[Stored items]
PR #2675, opened 2026-08-13
fix(project-selector): move row tooltip to right side; simplify content

Sebastian-ubs:
## Summary

Two changes to the row tooltip inside `<ProjectSelector>`'s popover:

### 1. Anchor moves from top to right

▸ **PROBLEM STATEMENT**: The reply should consist of the records, reproduced exactly.

▸ **SOLUTION FOR THIS PROBLEM**:
PR #2675, opened 2026-08-13
fix(project-selector): move row tooltip to right side; simplify content

Sebastian-ubs:
## Summary

Two changes to the row tooltip inside `<ProjectSelector>`'s popover:

### 1. Anchor moves from top to right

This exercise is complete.